[Data to examine — start]

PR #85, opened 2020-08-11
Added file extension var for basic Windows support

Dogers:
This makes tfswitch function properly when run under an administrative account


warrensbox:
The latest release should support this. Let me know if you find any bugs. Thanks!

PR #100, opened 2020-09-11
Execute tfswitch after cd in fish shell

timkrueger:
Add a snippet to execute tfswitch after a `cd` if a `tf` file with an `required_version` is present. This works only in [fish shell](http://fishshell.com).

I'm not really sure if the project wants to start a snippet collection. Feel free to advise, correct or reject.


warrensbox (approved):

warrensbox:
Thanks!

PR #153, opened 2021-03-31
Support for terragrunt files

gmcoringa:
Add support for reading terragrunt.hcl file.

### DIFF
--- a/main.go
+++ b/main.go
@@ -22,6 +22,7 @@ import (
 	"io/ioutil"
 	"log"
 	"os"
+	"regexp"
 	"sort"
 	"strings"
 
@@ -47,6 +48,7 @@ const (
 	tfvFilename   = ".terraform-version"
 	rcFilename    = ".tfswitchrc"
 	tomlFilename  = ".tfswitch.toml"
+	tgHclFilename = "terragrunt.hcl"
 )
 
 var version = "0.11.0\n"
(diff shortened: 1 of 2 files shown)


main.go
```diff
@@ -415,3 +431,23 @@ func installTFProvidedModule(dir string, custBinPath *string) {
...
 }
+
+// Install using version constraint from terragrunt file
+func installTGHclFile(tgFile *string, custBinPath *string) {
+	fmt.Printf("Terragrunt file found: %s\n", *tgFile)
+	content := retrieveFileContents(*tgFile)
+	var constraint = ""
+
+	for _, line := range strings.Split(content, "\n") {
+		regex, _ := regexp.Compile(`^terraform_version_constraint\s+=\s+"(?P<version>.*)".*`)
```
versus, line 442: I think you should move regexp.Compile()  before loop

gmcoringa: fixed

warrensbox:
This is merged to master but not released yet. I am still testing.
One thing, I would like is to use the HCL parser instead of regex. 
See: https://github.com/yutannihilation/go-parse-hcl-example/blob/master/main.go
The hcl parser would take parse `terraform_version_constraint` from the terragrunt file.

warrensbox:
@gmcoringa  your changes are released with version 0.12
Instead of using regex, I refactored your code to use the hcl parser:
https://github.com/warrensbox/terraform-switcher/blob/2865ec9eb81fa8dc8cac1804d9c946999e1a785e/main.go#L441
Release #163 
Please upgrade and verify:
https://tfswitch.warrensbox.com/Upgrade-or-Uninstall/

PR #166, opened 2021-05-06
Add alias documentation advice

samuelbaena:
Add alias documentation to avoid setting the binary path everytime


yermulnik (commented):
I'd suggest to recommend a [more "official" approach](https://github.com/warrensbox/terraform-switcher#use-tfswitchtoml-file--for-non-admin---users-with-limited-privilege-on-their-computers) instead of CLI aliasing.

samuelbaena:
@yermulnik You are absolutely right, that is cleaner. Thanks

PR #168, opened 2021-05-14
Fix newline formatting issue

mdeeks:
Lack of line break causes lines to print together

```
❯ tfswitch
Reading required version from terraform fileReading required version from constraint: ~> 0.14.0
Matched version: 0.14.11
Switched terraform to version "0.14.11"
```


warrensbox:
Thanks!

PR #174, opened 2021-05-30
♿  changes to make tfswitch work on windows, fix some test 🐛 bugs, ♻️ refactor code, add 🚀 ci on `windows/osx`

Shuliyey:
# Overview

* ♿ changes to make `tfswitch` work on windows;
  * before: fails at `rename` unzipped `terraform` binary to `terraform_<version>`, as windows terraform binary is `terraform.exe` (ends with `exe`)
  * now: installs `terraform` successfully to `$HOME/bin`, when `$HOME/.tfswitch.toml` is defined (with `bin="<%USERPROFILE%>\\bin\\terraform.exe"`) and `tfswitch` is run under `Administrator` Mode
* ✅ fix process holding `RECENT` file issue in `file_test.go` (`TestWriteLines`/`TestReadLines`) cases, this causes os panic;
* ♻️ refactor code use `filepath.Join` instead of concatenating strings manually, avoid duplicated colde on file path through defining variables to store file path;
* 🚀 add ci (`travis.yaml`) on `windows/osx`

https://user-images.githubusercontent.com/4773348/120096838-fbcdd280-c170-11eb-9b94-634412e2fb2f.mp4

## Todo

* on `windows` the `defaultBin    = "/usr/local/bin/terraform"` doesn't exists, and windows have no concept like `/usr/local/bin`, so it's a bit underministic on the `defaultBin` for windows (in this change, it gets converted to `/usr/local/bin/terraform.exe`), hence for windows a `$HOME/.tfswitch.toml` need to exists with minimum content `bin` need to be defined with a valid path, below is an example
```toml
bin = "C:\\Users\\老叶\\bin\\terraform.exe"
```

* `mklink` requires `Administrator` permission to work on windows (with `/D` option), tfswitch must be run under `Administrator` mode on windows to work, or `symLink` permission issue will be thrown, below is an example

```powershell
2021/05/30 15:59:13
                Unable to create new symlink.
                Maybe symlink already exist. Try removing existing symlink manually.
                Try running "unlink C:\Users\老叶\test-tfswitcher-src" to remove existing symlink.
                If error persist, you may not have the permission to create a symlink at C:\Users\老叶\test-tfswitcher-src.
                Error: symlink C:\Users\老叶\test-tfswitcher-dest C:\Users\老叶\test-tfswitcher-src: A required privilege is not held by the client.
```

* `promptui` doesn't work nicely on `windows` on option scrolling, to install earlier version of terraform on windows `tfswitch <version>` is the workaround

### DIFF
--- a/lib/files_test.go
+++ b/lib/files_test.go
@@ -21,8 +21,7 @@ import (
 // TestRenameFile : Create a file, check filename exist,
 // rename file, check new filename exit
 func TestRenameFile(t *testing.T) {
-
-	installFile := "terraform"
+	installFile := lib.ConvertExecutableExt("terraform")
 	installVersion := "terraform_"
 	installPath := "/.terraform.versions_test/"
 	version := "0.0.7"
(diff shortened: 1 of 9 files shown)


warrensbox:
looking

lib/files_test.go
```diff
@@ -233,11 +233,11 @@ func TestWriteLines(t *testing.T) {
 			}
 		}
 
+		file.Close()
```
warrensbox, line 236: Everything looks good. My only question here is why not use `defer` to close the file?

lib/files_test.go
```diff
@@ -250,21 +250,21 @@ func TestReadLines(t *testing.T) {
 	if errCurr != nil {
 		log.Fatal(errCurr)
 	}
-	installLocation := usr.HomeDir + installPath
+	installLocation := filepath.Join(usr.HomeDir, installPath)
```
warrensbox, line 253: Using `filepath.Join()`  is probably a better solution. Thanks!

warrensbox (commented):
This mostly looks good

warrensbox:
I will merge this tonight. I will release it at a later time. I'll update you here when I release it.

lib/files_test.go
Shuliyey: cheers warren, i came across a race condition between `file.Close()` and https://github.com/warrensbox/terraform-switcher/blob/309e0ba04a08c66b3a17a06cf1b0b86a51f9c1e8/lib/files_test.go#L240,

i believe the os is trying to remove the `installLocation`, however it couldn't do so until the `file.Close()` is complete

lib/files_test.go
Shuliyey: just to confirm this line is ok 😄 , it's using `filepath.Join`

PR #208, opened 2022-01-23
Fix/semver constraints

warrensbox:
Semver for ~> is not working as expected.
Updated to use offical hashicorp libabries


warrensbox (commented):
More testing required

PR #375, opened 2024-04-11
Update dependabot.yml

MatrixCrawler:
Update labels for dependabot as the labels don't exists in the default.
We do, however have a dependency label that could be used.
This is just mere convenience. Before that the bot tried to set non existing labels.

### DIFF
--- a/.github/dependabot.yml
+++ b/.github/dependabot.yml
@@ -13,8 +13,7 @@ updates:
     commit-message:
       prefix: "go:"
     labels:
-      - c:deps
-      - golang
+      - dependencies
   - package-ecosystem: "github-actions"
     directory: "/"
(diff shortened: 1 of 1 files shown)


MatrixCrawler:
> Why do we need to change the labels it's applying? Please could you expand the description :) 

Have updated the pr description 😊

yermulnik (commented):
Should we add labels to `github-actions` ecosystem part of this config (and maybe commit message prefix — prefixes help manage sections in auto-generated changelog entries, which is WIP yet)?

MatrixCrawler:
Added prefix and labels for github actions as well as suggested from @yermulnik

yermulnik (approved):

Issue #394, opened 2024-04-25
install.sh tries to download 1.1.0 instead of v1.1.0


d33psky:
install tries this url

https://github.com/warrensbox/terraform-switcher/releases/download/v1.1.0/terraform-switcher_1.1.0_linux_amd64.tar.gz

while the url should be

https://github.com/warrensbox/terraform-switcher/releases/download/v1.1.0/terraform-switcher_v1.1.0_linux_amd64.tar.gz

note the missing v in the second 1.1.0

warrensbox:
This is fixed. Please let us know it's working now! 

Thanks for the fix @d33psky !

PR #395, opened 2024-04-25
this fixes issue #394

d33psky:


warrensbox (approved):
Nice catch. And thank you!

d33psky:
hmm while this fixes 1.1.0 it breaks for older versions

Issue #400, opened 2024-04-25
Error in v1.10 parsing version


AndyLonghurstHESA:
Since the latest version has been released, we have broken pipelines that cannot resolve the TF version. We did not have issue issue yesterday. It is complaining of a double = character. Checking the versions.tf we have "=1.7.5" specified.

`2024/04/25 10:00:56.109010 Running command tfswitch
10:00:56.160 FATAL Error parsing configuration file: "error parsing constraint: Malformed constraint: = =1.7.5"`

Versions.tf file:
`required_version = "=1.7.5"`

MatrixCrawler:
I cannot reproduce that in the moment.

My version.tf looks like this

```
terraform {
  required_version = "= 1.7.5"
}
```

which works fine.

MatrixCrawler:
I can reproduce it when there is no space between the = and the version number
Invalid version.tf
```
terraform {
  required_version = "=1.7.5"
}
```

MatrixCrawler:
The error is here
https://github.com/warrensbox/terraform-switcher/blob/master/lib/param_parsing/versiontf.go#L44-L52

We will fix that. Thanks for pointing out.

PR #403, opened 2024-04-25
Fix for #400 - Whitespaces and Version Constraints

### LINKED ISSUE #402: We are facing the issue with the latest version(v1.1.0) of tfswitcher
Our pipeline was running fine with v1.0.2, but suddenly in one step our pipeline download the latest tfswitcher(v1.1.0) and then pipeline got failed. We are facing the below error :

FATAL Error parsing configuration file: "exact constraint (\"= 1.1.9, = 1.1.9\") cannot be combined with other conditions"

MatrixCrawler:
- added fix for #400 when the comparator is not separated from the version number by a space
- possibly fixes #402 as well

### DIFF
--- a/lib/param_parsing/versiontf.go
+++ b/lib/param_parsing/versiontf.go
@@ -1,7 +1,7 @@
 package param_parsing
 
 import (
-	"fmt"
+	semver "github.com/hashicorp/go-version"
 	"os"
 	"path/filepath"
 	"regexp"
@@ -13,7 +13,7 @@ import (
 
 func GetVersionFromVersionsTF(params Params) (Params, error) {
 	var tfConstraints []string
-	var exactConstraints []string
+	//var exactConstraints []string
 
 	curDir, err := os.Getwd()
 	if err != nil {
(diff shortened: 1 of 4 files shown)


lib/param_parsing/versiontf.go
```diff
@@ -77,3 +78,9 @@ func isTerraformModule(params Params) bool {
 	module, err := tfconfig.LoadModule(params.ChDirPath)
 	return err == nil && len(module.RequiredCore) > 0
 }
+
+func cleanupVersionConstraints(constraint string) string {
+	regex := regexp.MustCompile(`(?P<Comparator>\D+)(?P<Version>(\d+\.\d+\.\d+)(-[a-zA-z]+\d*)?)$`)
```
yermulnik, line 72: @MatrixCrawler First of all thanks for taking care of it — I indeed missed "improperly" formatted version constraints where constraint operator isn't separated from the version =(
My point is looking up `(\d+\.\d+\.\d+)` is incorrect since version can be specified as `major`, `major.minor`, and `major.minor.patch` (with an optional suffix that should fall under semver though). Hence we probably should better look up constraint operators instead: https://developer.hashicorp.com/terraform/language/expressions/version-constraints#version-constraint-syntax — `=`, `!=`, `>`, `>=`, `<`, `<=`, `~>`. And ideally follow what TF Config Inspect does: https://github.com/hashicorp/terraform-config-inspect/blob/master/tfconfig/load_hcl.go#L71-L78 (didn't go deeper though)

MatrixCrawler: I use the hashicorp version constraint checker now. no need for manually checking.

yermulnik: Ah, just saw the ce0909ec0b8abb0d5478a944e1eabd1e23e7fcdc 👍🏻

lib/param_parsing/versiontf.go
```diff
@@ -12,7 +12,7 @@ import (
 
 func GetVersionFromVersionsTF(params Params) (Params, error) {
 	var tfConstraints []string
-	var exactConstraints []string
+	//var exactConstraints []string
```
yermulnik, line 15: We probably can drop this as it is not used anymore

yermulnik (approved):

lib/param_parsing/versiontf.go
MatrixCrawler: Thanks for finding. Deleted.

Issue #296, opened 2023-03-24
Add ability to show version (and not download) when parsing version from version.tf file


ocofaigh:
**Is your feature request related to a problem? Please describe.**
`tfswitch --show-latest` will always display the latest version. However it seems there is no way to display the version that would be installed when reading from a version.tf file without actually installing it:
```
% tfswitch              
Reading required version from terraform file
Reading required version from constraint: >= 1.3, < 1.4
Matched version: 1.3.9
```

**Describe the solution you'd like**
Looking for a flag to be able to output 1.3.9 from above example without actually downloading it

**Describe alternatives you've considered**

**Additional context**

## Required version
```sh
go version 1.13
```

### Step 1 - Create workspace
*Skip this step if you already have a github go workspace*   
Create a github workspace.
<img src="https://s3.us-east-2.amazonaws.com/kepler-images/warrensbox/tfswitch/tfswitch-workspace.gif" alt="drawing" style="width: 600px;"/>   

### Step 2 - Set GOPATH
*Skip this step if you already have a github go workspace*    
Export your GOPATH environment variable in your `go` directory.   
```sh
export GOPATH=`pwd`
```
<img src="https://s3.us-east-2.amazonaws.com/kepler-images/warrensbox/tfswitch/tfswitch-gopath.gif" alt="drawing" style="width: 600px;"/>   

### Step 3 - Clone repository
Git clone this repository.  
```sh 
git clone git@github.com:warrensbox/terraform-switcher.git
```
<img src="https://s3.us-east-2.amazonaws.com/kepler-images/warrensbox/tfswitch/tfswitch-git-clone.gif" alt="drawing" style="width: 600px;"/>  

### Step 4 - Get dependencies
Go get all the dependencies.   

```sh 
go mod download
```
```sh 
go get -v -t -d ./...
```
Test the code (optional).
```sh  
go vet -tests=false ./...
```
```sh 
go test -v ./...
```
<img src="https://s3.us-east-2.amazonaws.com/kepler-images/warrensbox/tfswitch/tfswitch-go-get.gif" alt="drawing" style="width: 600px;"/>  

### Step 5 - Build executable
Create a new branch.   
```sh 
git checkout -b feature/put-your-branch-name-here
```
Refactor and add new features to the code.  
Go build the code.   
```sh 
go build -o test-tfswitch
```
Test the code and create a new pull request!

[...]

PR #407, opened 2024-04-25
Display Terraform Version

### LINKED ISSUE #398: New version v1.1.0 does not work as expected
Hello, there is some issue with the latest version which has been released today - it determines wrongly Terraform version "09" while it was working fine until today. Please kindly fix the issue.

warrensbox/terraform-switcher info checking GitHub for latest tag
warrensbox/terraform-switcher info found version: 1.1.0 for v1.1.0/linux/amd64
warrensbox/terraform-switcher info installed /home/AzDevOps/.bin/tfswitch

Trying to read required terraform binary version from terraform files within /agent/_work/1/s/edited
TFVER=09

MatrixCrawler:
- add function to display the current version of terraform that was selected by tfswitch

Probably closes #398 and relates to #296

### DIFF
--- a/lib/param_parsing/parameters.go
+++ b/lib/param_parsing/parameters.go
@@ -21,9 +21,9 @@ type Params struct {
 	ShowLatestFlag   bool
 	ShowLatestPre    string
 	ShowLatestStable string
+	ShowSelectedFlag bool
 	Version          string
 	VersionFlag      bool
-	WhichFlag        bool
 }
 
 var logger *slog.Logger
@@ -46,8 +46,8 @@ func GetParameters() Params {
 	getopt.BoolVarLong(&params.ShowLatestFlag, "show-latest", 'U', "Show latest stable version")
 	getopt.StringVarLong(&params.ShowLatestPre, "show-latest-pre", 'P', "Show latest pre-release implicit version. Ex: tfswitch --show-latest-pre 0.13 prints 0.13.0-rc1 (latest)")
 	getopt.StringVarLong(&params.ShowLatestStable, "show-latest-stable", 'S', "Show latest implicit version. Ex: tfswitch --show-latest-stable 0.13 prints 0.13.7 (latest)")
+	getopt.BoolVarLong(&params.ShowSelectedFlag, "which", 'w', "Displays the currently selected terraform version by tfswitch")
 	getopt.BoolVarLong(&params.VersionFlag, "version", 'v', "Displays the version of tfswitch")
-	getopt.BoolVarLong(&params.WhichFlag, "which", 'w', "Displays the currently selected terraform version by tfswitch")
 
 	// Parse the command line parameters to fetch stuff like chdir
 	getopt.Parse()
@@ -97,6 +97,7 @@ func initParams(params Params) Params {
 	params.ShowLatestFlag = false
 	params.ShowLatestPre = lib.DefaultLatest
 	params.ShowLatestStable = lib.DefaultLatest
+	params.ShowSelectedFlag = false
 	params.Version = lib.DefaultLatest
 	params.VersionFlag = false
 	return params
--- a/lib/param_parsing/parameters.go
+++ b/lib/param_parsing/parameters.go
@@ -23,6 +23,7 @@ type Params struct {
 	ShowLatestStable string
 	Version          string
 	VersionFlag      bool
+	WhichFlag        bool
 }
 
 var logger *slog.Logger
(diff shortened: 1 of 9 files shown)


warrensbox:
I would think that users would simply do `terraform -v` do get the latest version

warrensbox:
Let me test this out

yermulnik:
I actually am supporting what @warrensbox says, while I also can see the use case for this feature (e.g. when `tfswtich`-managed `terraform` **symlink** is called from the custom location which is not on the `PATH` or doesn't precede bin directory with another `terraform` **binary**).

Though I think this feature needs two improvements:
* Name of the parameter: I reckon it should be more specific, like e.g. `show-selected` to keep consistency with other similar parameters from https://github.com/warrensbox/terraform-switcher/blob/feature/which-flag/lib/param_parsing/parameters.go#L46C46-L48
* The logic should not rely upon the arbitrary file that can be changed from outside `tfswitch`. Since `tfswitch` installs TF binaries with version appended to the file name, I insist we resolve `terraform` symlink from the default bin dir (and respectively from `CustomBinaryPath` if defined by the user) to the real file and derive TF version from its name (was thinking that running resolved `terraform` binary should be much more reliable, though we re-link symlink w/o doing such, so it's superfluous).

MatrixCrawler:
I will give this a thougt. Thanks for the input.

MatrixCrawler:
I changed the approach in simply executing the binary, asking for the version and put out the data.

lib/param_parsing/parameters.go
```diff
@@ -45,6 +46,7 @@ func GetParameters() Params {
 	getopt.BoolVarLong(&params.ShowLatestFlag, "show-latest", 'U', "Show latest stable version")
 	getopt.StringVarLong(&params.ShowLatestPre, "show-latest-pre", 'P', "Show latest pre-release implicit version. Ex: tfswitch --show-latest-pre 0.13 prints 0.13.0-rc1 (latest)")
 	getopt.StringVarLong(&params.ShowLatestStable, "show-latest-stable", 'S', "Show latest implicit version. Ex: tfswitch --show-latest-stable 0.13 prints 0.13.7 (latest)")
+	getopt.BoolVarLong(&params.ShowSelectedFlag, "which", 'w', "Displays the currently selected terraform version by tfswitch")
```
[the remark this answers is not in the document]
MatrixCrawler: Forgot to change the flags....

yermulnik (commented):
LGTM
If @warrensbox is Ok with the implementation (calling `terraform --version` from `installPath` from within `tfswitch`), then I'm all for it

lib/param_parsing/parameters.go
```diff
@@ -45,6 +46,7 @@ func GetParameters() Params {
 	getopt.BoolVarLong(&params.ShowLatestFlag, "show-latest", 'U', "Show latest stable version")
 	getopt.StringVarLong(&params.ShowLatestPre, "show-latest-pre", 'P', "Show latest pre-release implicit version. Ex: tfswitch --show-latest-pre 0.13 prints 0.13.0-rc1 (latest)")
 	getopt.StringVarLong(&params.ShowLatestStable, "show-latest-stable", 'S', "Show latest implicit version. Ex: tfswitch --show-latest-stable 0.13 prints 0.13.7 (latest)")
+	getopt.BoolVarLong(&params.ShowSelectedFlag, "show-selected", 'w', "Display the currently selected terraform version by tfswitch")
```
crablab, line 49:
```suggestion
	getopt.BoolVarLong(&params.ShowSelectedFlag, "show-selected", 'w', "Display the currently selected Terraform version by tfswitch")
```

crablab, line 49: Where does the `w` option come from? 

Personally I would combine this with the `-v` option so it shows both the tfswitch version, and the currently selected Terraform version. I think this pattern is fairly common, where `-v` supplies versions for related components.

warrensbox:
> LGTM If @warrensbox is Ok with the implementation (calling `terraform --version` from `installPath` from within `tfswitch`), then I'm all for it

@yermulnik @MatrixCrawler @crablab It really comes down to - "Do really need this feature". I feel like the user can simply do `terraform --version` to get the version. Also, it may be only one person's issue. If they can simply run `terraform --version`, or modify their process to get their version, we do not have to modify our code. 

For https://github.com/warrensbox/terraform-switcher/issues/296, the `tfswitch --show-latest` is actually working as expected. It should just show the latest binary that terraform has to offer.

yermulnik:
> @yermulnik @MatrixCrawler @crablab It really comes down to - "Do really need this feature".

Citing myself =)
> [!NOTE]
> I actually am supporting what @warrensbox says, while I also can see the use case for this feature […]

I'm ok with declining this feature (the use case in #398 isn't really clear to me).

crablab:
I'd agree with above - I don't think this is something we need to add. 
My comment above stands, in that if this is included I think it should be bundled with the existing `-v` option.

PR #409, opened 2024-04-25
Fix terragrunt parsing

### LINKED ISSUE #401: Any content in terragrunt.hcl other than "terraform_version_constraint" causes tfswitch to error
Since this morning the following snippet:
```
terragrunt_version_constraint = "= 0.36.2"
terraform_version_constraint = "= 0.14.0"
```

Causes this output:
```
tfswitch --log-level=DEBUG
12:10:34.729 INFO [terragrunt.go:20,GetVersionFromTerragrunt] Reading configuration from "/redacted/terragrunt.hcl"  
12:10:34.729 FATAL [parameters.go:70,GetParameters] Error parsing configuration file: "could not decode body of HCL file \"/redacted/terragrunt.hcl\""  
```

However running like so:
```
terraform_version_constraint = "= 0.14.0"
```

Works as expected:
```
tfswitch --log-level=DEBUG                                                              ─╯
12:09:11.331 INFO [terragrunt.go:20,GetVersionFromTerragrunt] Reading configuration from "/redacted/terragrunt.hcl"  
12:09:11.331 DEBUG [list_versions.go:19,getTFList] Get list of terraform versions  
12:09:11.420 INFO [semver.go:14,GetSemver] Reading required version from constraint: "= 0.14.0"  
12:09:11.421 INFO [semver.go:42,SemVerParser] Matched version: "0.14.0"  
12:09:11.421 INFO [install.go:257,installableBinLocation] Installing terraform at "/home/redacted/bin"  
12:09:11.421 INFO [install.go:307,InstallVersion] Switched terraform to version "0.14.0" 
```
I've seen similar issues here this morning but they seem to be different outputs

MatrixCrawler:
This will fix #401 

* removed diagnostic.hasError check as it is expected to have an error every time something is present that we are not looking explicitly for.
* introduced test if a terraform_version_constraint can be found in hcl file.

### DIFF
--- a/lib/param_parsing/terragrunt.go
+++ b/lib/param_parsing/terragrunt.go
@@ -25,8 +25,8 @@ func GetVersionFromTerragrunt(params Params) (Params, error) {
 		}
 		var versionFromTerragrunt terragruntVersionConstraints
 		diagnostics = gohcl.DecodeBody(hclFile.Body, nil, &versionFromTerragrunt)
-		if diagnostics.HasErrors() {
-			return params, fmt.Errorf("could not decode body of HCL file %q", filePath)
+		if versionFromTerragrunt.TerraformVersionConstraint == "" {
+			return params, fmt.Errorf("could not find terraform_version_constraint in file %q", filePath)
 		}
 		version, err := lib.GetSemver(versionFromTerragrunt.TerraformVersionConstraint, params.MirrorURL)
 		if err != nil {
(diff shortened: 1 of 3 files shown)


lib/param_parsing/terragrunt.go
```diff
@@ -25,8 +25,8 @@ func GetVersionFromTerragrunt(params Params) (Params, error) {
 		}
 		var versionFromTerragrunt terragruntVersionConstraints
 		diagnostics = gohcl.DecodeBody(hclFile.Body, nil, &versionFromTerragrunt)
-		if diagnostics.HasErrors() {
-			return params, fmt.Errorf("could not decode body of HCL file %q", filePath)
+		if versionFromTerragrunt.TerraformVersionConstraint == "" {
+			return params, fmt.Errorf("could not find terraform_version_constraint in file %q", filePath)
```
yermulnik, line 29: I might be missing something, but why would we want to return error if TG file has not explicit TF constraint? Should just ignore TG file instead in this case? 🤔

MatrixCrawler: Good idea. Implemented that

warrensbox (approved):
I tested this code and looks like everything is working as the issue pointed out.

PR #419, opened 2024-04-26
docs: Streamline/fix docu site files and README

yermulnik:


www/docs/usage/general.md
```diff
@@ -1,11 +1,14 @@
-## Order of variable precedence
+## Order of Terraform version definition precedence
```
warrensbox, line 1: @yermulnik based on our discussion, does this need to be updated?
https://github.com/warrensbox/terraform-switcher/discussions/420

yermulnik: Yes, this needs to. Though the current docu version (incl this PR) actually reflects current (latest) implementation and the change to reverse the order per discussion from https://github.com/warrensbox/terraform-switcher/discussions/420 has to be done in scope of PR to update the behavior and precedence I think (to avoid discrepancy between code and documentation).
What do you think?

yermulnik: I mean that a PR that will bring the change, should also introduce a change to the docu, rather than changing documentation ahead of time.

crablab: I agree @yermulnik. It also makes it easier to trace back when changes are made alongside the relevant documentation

[Data to examine — finish]

**Action item:**
All that is needed is a number: how many lines in the data above contain the string "fish".

**Task answer:**
2